Assignment
Filter by the string "groups": return the lines of the material that contain it.

Records supplied

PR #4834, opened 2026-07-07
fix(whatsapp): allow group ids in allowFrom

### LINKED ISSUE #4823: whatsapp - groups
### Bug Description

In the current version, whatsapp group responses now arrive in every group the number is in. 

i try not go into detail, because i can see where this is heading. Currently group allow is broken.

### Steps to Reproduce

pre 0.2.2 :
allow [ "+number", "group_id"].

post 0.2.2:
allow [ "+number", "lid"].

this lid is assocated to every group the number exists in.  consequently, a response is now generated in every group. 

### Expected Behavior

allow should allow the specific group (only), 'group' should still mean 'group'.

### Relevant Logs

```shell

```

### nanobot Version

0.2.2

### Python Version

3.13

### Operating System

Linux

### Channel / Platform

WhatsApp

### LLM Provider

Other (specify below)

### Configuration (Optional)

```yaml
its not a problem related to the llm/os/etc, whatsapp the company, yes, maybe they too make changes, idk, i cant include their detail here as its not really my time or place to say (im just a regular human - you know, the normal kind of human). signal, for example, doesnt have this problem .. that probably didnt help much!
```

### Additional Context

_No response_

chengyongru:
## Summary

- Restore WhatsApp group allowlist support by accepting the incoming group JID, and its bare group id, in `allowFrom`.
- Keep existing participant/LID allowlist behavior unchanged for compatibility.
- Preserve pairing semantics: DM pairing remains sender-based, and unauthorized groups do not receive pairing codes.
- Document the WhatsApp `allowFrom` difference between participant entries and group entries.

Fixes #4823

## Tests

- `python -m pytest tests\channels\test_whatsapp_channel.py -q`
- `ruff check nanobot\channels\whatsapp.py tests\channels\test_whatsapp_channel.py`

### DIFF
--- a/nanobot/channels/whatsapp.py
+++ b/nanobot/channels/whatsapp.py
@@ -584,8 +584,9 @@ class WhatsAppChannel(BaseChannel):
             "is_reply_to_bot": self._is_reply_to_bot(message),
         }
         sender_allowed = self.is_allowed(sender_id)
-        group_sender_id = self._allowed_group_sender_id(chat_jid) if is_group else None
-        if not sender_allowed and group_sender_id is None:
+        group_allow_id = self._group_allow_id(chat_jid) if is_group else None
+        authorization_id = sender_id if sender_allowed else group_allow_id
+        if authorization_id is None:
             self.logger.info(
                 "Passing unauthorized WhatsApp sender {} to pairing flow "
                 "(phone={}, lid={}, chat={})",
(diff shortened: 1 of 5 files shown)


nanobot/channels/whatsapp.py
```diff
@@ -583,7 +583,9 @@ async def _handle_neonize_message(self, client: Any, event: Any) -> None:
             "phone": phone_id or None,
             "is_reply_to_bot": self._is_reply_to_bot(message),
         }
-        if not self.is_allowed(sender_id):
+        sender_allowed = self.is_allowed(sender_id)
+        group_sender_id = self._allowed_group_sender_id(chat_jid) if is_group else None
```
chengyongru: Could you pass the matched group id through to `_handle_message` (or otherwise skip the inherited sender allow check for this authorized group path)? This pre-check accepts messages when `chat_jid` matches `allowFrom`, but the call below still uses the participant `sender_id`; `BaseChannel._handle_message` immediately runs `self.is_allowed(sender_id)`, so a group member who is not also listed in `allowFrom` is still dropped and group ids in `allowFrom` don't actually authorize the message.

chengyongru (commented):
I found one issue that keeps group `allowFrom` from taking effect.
==
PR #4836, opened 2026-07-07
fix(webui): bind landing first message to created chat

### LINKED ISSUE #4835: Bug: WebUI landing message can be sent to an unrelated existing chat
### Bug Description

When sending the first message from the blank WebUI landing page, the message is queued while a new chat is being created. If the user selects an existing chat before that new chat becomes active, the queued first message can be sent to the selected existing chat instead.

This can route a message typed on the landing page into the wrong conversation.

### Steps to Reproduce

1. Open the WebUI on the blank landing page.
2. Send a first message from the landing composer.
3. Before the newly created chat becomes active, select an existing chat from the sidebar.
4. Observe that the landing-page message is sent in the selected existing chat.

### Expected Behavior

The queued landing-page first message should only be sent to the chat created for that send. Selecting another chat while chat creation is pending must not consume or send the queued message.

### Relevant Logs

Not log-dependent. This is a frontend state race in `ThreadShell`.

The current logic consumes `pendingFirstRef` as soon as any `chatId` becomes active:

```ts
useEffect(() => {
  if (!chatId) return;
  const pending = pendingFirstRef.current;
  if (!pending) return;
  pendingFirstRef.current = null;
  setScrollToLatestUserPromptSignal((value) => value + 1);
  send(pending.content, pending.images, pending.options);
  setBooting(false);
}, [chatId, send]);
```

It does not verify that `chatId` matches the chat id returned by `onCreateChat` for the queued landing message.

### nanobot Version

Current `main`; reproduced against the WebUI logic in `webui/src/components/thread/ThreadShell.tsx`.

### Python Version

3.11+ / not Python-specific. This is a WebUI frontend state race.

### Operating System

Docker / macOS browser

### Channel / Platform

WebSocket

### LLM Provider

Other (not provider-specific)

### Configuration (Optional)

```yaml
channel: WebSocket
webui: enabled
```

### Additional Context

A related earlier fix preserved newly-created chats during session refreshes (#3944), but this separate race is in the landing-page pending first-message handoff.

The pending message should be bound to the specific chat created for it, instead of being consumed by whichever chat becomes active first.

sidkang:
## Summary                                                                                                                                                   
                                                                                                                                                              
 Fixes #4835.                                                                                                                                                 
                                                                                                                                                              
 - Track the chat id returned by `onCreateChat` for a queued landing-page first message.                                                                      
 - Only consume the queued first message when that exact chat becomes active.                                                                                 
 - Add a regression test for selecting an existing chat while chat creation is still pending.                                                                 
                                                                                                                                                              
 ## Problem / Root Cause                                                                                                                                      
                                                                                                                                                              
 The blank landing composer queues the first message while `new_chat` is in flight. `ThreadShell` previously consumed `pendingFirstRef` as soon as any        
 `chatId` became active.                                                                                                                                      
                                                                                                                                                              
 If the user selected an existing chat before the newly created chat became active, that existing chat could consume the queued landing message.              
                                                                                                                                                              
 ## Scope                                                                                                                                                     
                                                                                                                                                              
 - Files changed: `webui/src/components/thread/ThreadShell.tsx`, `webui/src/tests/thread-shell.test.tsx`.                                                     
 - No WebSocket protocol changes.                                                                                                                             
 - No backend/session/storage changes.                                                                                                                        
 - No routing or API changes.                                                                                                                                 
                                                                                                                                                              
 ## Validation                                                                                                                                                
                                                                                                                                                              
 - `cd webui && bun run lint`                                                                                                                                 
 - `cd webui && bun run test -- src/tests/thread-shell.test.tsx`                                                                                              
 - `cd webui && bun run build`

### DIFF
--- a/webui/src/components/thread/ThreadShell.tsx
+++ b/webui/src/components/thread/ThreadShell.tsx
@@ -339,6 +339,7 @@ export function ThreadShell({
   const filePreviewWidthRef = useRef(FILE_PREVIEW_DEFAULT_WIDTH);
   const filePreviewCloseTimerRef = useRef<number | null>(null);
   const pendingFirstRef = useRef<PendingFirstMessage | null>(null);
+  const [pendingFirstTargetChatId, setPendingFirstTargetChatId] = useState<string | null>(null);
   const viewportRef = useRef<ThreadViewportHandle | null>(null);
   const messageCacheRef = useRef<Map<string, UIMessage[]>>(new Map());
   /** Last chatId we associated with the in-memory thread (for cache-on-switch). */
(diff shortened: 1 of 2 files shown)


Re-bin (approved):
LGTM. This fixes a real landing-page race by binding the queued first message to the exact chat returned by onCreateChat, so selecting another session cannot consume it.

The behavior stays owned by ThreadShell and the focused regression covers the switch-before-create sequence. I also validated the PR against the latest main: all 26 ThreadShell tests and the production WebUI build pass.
* * *
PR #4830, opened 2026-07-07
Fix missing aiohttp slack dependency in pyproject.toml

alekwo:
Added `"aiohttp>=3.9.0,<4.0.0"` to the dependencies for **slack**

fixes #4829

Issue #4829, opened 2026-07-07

Solution for this problem
### LINKED ISSUE #4823: whatsapp - groups
- Preserve pairing semantics: DM pairing remains sender-based, and unauthorized groups do not receive pairing codes.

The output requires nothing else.